Choose a tag to compare

@polymit-hq polymit-hq released this 15 May 06:52
· 1 commit to main since this release

Release Notes — v0.2.3-alpha

This release focuses on hardening the Phantom Engine's reliability during complex navigation and interaction tasks. We have addressed critical memory bottlenecks in the QuickJS execution layer, synchronized the interaction engine with actual browser side effects (scrolling and link traversal), and refined the selective serialization pipeline to ensure high-fidelity context retention for agentic workflows.

Core Engine Improvements

Dynamic Memory Scaling (js_out_of_memory)
Previously, the QuickJS runtime was capped at a hardcoded 50MB heap limit, causing catastrophic panics on complex websites like Wikipedia. In session.rs, we have replaced this with a dynamic max_heap_bytes parameter. The default budget has been increased to 256MB, allowing the engine to handle dense DOM structures without session failure.

Document Dimension Tracking
The layout pipeline in pipeline.rs has been upgraded to calculate absolute document boundaries (total_width and total_height). This enables the engine to accurately clamp scroll offsets and provide agents with reliable metadata about the full scrollable area of a webpage.

Bug Fixes

Silent Navigation Failures on Clicks
The browser_click tool previously dispatched synthetic JS events but failed to trigger browser-level side effects. In click.rs, we have implemented a navigation bridge: the engine now detects if a click targets an HTMLAnchorElement (<a>) and manually triggers the Rust navigation pipeline. This ensures the engine state actually moves to the new URL upon interaction.

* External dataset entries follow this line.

PR #1292, opened 2021-02-12
chore(clippy): Removes unused Result<T> & applies formatting

### LINKED ISSUE #1293: New Version of `rust-fmt` and `clippy` cause CI to fail
**Describe the bug**
CI currently fails for PRs due to issues caused by formatting and clippy in unrelated Files. This is because the new version of clippy adds lints for unused `Result<T>` and changes the behavior of `cargo fmt`.

**Proposed Solution**
I linked a PR that fixes up clippy and applies the new formatting. It's technically over the line limit, but it's all formatting and lints so I'll leave it there anyway and somebody can always choose to accept or reject it.

Scorch-Dev:
fixes #1293 

There's a new Cargo version, which changes the behavior of `rust-fmt` and adds some lints to `clippy` which cause CI to fail. This patch removes some unused `Result<T>` as well as fixing some general formatting.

Off-Screen Interaction Blindness (Auto-Scroll)
Interactive tools like browser_click and browser_press_key were previously "blind" to viewport constraints, delivering events to coordinates that were clipped or off-screen. The interaction layer is now viewport-aware; the engine will automatically adjust the scroll_y position to bring a target element into view before firing interaction events.

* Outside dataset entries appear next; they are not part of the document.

PR #1294, opened 2021-02-14
Flag to clear data of previous running node + code improvement

Thierry61:
- Added flag to clear data of previous node running on same PC

- Removed hard coded integral constants like `ARGS[18]` (hardly
maintainable, you have to count elements in ARGS array to check what
an index stands for)

  The situation is better now (no index values to manage anymore) but not
perfect. The problem is that I don't understand why arguments are
analyzed this way. This forces the creation of an array that duplicates
the structure used to define the arguments.

  Normally with structopt we don't need to do that.

- Corrected some clippy and fmt errors.

### DIFF
--- a/src/config_handler.rs
+++ b/src/config_handler.rs
@@ -28,7 +28,7 @@ const CONFIG_FILE: &str = "node.config";
 const CONNECTION_INFO_FILE: &str = "node_connection_info.config";
 const DEFAULT_ROOT_DIR_NAME: &str = "root_dir";
 const DEFAULT_MAX_CAPACITY: u64 = 2 * 1024 * 1024 * 1024;
-const ARGS: [&str; 19] = [
+const ARGS: [&str; 20] = [
     "wallet-id",
     "max-capacity",
     "root-dir",
@@ -48,6 +48,7 @@ const ARGS: [&str; 19] = [
     "local",
     "fresh",
     "clean",
+    "clear-data",
 ];
 
 /// Node configuration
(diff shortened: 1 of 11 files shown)


Thierry61:
What’s funny is that the PR passed the number of lines limit, but some clippy errors remained (in test configuration). So, I corrected them but now the PR exceeds the limit (213/200).

src/config_handler.rs
```diff
@@ -312,6 +322,17 @@ impl Config {
...
+    // Clear data from of a previous node running on the same PC
+    fn clear_data_from_disk(&self) -> Result<()> {
+        if self.clear_data {
+            let path = project_dirs()?.join(self.root_dir()?);
+            if path.exists() {
+                std::fs::remove_dir_all(&path)?;
+            }
+        }
+        Ok(())
+    }
```
lionel1704, line 334: Thus function seems redundant to the one above it.

lionel1704: Ah but I see that this is for the vault data alone. Approving :heavy_check_mark:

lionel1704 (approved):

Yoga07 (approved):

Thierry61:
Yes, this PR is an implementation of what I proposed here: https://safenetforum.org/t/can-anyone-check-if-my-safe-network-is-running/33565/113?u=tfa

joshuef:
Nice one @Thierry61 . That config stuff definitely needs cleaned up, so this is a great start. (I don't think there's any reason it's done that way beyon being legacy code... struct opt is definitely where we should be going with that.)

Thanks! 🙇

PR #1309, opened 2021-02-24
Split section funds

oetyng:


src/network.rs
```diff
@@ -242,17 +241,27 @@ impl Network {
...
+            is_elder = self.routing.lock().await.is_elder().await;
+        }
+
+        let is_adult;
         {
+            is_adult = self
+                .routing
+                .lock()
+                .await
+                .our_adults()
```
maqi, line 256: only an elder knows about all `adults` of the section.
if you are an Adult, `our_adults` returns with empty, and this check will fail.

src/network_state.rs
```diff
@@ -140,6 +141,11 @@ impl ElderState {
     /// https://github.com/rust-lang/rust-clippy/issues?q=is%3Aissue+is%3Aopen+eval_order_dependence
     #[allow(clippy::eval_order_dependence)]
     pub async fn new(network: Network) -> Result<Self> {
+        debug!(
+            ">> setting up elderstate, PK from routing is: {:?}",
+            PublicKey::Bls(network.public_key_set().await?.public_key())
```
maqi, line 146: `network.public_key_set().await?.public_key()` doesn't have Debug implemented?

src/node/adult_duties/chunks/chunk_storage.rs
```diff
@@ -61,7 +61,7 @@ impl ChunkStorage {
                     target_section_pk: None,
                 },
                 dst: DstLocation::EndUser(origin),
-                to_be_aggregated: false, // TODO: to_be_aggregated: true,
+                aggregation: Aggregation::None, // TODO: to_be_aggregated: Aggregation::AtDestination,
```
maqi, line 64: `TODO:  aggregation: Aggregation::AtDestination,` ?
same to do belows.

src/node/elder_duties/data_section/mod.rs
```diff
@@ -148,16 +148,17 @@ impl DataSection {
     pub async fn initiate_elder_change(
         &mut self,
         elder_state: ElderState,
+        sibling_key: Option<PublicKey>,
     ) -> Result<NetworkDuties> {
-        info!("Processing Elder change in data section");
+        info!(">> Processing Elder change in data section");
```
maqi, line 153: just wondering, is this `>>` a new guide line of log formatting?

src/node/elder_duties/data_section/rewards/mod.rs
```diff
@@ -101,16 +101,22 @@ impl Rewards {
...
             },
             dst: DstLocation::Section(section),
-            to_be_aggregated: false,
+            aggregation: Aggregation::None, // TODO: to_be_aggregated: Aggregation::AtDestination,
         })
         .into())
     }
 
     /// After Elder change, we transition to a new
     /// transfer actor, as there is now a new keypair for it.
```
maqi, line 110: better explain what the `sibling_key` is for in the comment ?

src/node/elder_duties/key_section/transfers/mod.rs
```diff
@@ -462,41 +464,30 @@ impl Transfers {
...
-        wallet_id: PublicKey,
+        _wallet_key: PublicKey,
         msg_id: MessageId,
         origin: SrcLocation,
     ) -> Result<NodeMessagingDuty> {
-        info!("Handling GetNewSectionWallet query");
+        info!(">>> Handling GetSectionWalletReplicas query");
         use NodeQueryResponse::*;
         use NodeTransferQueryResponse::*;
         // todo: validate signature
```
maqi, line 480: TODO

src/node/elder_duties/key_section/transfers/mod.rs
```diff
@@ -462,41 +464,30 @@ impl Transfers {
...
-        let result = match self.replicas.history(wallet_id).await {
```
maqi, line 479: so this check is no longer necesssary due to the refactory?

src/node/elder_duties/key_section/transfers/mod.rs
```diff
@@ -575,18 +566,22 @@ impl Transfers {
...
-                    event: NodeEvent::SectionPayoutValidated(event),
-                    id: MessageId::new(),
-                    correlation_id: msg_id,
-                    target_section_pk: None,
-                },
-                dst: origin.to_dst(),
-                to_be_aggregated: false,
-            })),
+            Ok(Some(event)) => {
+                debug!(">>>>> is valid!!!!!!!!!!!!!!!!!!!!!!!!!!!");
```
maqi, line 573: better remove this log in the production code?
or at least change the format?

src/node/elder_duties/key_section/transfers/mod.rs
```diff
@@ -739,12 +737,27 @@ impl Transfers {
                     target_section_pk: None,
                 }
             }
+            Err(Error::InvalidPropagatedTransfer(error)) => {
+                error!(
+                    ">> Error now being handled w/ fake Nosuchkeymsg at receive_propagated, {:?}",
```
maqi, line 742: not quite clear of this log message
`w/` means `with` ?
NoSuchKeyMsg 
what does `at receive_propagated` mean?

src/node/node_duties/elder_constellation.rs
```diff
@@ -67,23 +71,33 @@ impl ElderConstellation {
             return Ok(vec![]);
         }
 
-        info!("Elder change updates initiated");
-
+        info!(">>Elder change updates initiated");
```
maqi, line 74: missing a space after the `>>` ?

src/node/node_duties/elder_constellation.rs
```diff
@@ -55,8 +55,12 @@ impl ElderConstellation {
         &mut self,
         prefix: Prefix,
         new_section_key: PublicKey,
+        sibling_key: Option<PublicKey>,
     ) -> Result<NetworkDuties> {
         let elder_state = self.duties.state();
+        debug!(">> Prefix we have w/ elder change: {:?}", prefix);
+        debug!(">> New section key w/ change {:?}", new_section_key);
```
maqi, line 62: better avoid using `w/` in production code ?

src/node/node_duties/genesis.rs
```diff
@@ -0,0 +1,80 @@
...
+}
+
+impl GenesisAccumulation {
+    pub(crate) fn add(&mut self, sig: SignatureShare) -> Result<()> {
+        let _ = self.signatures.insert(sig.index, sig.share);
+        let min_count = 1 + self.elder_state.public_key_set().threshold();
+        if self.signatures.len() >= min_count {
+            info!("Aggregating replica signature..");
+            // Combine shares to produce the main signature.
+            let debiting_replicas_sig = sn_data_types::Signature::Bls(
```
maqi, line 64: better make signature related accumulation/combination into a separate function to avoid duplication of this block of code?

src/node/node_ops.rs
```diff
@@ -467,9 +469,15 @@ pub enum RewardDuty {
 #[derive(Debug)]
 #[allow(clippy::large_enum_variant)]
 pub enum RewardCmd {
+    // /// Initiates a new SectionActor with the
```
maqi, line 472: comment out the comment ?

src/node/elder_duties/data_section/mod.rs
oetyng: These are debug logs that Josh's been putting in. I don't think they are supposed to be kept when the PR is made ready for review/merge. He's usually very creative with the debug messages.. :)

src/node/elder_duties/key_section/transfers/mod.rs
oetyng: Yeah, you could say that. We're only asking for the pk set of the Replicas of this wallet, and it is not sure there is an history for it (actually, right now this query is sent at a time when we know there is no history).
There's no way to validate at this layer that these are the replicas of this wallet, so what upper layer should really do is to just ask for the replica pk set, and construct the message there.

src/network_state.rs
oetyng: I think this is one of those temporary debug messages that won't follow into ready for review/merge of this PR.

src/node/elder_duties/data_section/mod.rs
oetyng: But actually, IDK if that is some new guide line of log formatting.

src/node/node_duties/genesis.rs
oetyng: Yeah maybe so. Not sure how many occurrences we have of this, and where. Could be a task worthy of a raised issue if you think so.

src/node/node_ops.rs
oetyng: Yeah all of that is commented out as a whole. At any rate, before this is ready for review/merge I'd expect that thing to be deleted if not needed anymore (this specific one is not).

PR #1315, opened 2021-02-26
Add expected aggregation scheme, and use an itinerary

oetyng:
Refactor of messaging to separate aggregation and location scheme, and combine them in an itinerary,


src/node/adult_duties/chunks/chunk_storage.rs
```diff
@@ -61,7 +61,7 @@ impl ChunkStorage {
                     target_section_pk: None,
                 },
                 dst: DstLocation::EndUser(origin),
-                to_be_aggregated: false, // TODO: to_be_aggregated: true,
+                aggregation: Aggregation::None, // TODO: to_be_aggregated: Aggregation::AtDestination,
```
maqi, line 64: `TODO:   aggregation: Aggregation::AtDestination`
same comments as belows.

oetyng: It's intended, because it's a marker for each of these. Not all are to be aggregated at destination, so just the ones that should be, have this comment.

lionel1704:
Superseded by #1317

PR #1317, opened 2021-03-02
feat(Seq): upgrading sn_data_types which makes the Policy of a Sequence data type immutable

bochaco:
BREAKING CHANGE: Policy mutation operations are removed.


davidrusu (dismissed):
LGTM :boat:

joshuef (approved):

PR #1339, opened 2021-03-31
Reward on split

oetyng:
# Rewards and SectionWallet refactor

### Basics

- Payments as usual to a section key using `AT2`.
- Sections collect the `CreditAgreementProofs`, even cross Elder changes.
- At split: Sums the payments at split, tops up with equal amount, distributes to nodes proportional to age.

### Simplifications
- Removes genesis stage.
- Removes the large amounts held at sections.
- Removes the need to transfer amounts between section keys.
- Removes the queueing of reward payouts (as we removed wallet transition).

#### Genesis
The genesis can for example be a hardcoded entry in the network (to check agains when minting), but we do not need to infuse the first section key with that amount.

#### Reward amounts

All payments made to our section are kept until there is a split. At that point we simply distribute the sum to the registered node wallets proportional to their age.
Also, new tokens are minted here by simply doubling the amount credited to the wallets.

#### Payout

The payout happens in the same way as the section wallet transition was supposed to: new elders simply create the credits.

#### Limiting supply

A solution for this has already been designed after discussions in the team, but will come in a follow up PR.


src/section_funds/reward_calc.rs
```diff
@@ -6,57 +6,155 @@
...
+    let mut reward_buckets = BTreeMap::new();
+    for (node_name, (age, wallet)) in nodes {
+        if age >= MIN_REWARD_AGE {
+            let _ = reward_buckets
+                .entry(age)
+                .or_insert_with(BTreeMap::new)
+                .insert(node_name, wallet);
+        }
+    }
+    println!("reward_buckets: {}", reward_buckets.len());
```
lionel1704, line 39: :black_flag:

src/section_funds/reward_calc.rs
```diff
@@ -6,57 +6,155 @@
...
+            } else {
+                let _ = to_return.insert(
+                    *node_name,
+                    (age, *wallet, Token::from_nano(reward_per_wallet)),
+                );
+            }
+        }
     }
+
+    println!("remaining_amount: {}", remaining_amount);
```
lionel1704, line 103: :black_flag:

src/section_funds/reward_calc.rs
```diff
@@ -6,57 +6,155 @@
...
+
+        // calc
+        let rewards = distribute_rewards(amount, nodes);
+
+        // stop timer
+        let duration = now.elapsed();
+
+        println!();
+        println!("Elapsed: {:?} ms", duration.as_millis());
+        println!();
```
lionel1704, line 143: :black_flag:

src/section_funds/reward_stage.rs
```diff
@@ -0,0 +1,229 @@
...
+// permissions and limitations relating to use of the SAFE Network Software.
+
+use crate::{Error, Result};
+use log::{debug, info, warn};
+use sn_data_types::{
+    Credit, CreditAgreementProof, CreditId, PublicKey, ReplicaPublicKeySet, SignatureShare,
+    SignedCredit, SignedCreditShare, Token, TransferPropagated,
+};
+use std::collections::{BTreeMap, BTreeSet};
+
```
lionel1704, line 16: Seems like we are duplicating logic here from the bls_signature_aggregator crate. But it might be required, so I'm not too concerned about it.

lionel1704 (approved):

src/section_funds/reward_stage.rs
oetyng: Yeah, we could try get it in at some point  👍

oetyng:
> 🏴 

Noted! Will address in follow up PR!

PageDown and Keyboard Inactivity
Synthetic keyboard events failed to trigger default browser scrolling behaviors. In press_key.rs, we have implemented manual viewport mutation for navigation keys (PageDown, PageUp, Home, End, Space, and Arrow keys). Pressing PageDown now correctly increments the scroll_y offset in the engine state, ensuring subsequent scene graph snapshots reflect the new view.

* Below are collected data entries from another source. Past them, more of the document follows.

PR #1343, opened 2021-04-01
fix(transfers): update transfers on network churn

Yoga07:


oetyng:
Superseeded by #1345 1345

PR #1352, opened 2021-04-01
fix(rewards): sync wallets in a better way

oetyng:
- Only push state belonging to dst.
- Many node wallets were not synced. Bit of sledgehammer now, but syncs a bit better..
- Also removes empty runs of rewarding.


oetyng:
Superseeded by #1356

PR #1354, opened 2021-04-02
fix: use routing 0.57 for qp2p wan fixes

joshuef:


joshuef:
Markign as do not merge until tested and confirmed

Yoga07 (approved):

PR #1366, opened 2021-04-07
fix(config): set connection info when genesis

oetyng:


src/bin/sn_node.rs
```diff
@@ -127,8 +127,12 @@ async fn run_node() {
     );
 
     if config.is_first() {
+        let _ = purge_connection_info().unwrap_or_else(|err| {
+            log::error!("Unable to purge connection info from disk: {}", err);
+            Default::default()
+        });
         let _ = add_connection_info(our_conn_info).unwrap_or_else(|err| {
-            log::error!("Unable to write config to disk: {}", err);
+            log::error!("Unable to write connection info to disk: {}", err);
```
lionel1704, line 135: Can be simplified by calling:
`write_file(CONNECTION_INFO_FILE, vec![our_address]);`
So one write operation instead of two :smile:

lionel1704 (approved):

PR #1370, opened 2021-04-07
feat(joins): enable limiting joins again

oetyng:


src/capacity/rate_limit.rs
```diff
@@ -37,20 +37,20 @@ impl RateLimit {
         RateLimit::rate_limit(bytes, full_nodes, all_nodes, prefix_len)
     }
 
-    ///
+    /// Adds this node to the list o full nodes.
```
maqi, line 40: of

src/capacity/rate_limit.rs
```diff
@@ -37,20 +37,20 @@ impl RateLimit {
...
     pub async fn increase_full_node_count(&mut self, node_id: PublicKey) -> Result<()> {
         self.capacity.increase_full_node_count(node_id).await
     }
 
-    ///
-    #[allow(unused)]
-    pub async fn check_network_storage(&self) -> bool {
-        info!("Checking network storage");
+    /// Returns `true` if more storage capacity
+    /// is required, otherwise `false`.
```
maqi, line 46: no need to line break?

lionel1704 (approved):
Looks good to me

src/event_mapping/mod.rs
```diff
@@ -184,44 +184,23 @@ pub async fn map_routing_event(event: RoutingEvent, network_api: &Network) -> Ma
...
+            ..
+        } => {
+            //self.log_node_counts().await;
+            let op = if let Some(prev_name) = previous_name {
+                trace!("A relocated node has joined the section.");
+                // Switch joins_allowed off a new adult joining.
+                NodeDuty::SetNodeJoinsAllowed(false)
+            } else {
+                //trace!("New node has just joined the network and is a fresh node.",);
+                NodeDuty::NoOp
```
dirvine, line 200: Does this also need to be `NodeDuty::SetNodeJoinsAllowed(false)` unless we are in section null (which routing already handles as it adds till section null is recommended section size)

oetyng: Yeah maybe 🤔

src/transfers/mod.rs
```diff
@@ -140,11 +141,14 @@ impl Transfers {
...
-        })
-        //let mut ops = vec![];
-        //ops.push();
-        //ops.push(Ok(ElderDuty::SwitchNodeJoin(self.rate_limit.check_network_storage().await).into()));
-        //ops
+        });
+
+        ops.push(response);
+        ops.push(NodeDuty::SetNodeJoinsAllowed(
+            self.rate_limit.more_nodes_required().await,
```
maqi, line 148: is this the place that will set the flag back to true ?

dirvine (dismissed):

src/transfers/mod.rs
oetyng: Yes, and would only do so if we are at >50% storage capacity.

oetyng: Not great for spinning up multiple sections fast..

dirvine (approved):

Selective Mode Over-Culling (node_count: 0)
The Selective serialization mode previously applied overly aggressive viewport clipping and relevance thresholding, often returning empty scene graphs. We have introduced a 2000px vertical "lookahead" buffer and lowered the relevance threshold to 0.2 with a baseline score for any element containing visible text. This ensures critical context (like headers and site navigation) is preserved even with specific task hints.

Affected Files

  • phantom-core/src/pipeline.rs — implemented document dimension calculation and scroll_x/y support.
  • phantom-core/src/dom/node.rs — centralized is_interactive() and is_landmark() classification.
  • phantom-mcp/src/engine.rs — added scroll state persistence and update_scroll mutation.
  • phantom-mcp/src/tools/click.rs — implemented auto-scroll and hyperlink navigation bridge.
  • phantom-mcp/src/tools/press_key.rs — implemented keyboard-driven viewport mutation.
  • phantom-serializer/src/serializer.rs — added buffered viewport clipping in Selective mode.
  • phantom-serializer/src/selective.rs — refined relevance heuristics for better context retention.

Upgrade Notes

This release involves changes to core DOM and Session structures. All custom Tier 1 session implementations must be updated to support the new dynamic memory API. Standard MCP integrations will automatically benefit from improved navigation stability and more descriptive selective scene graphs.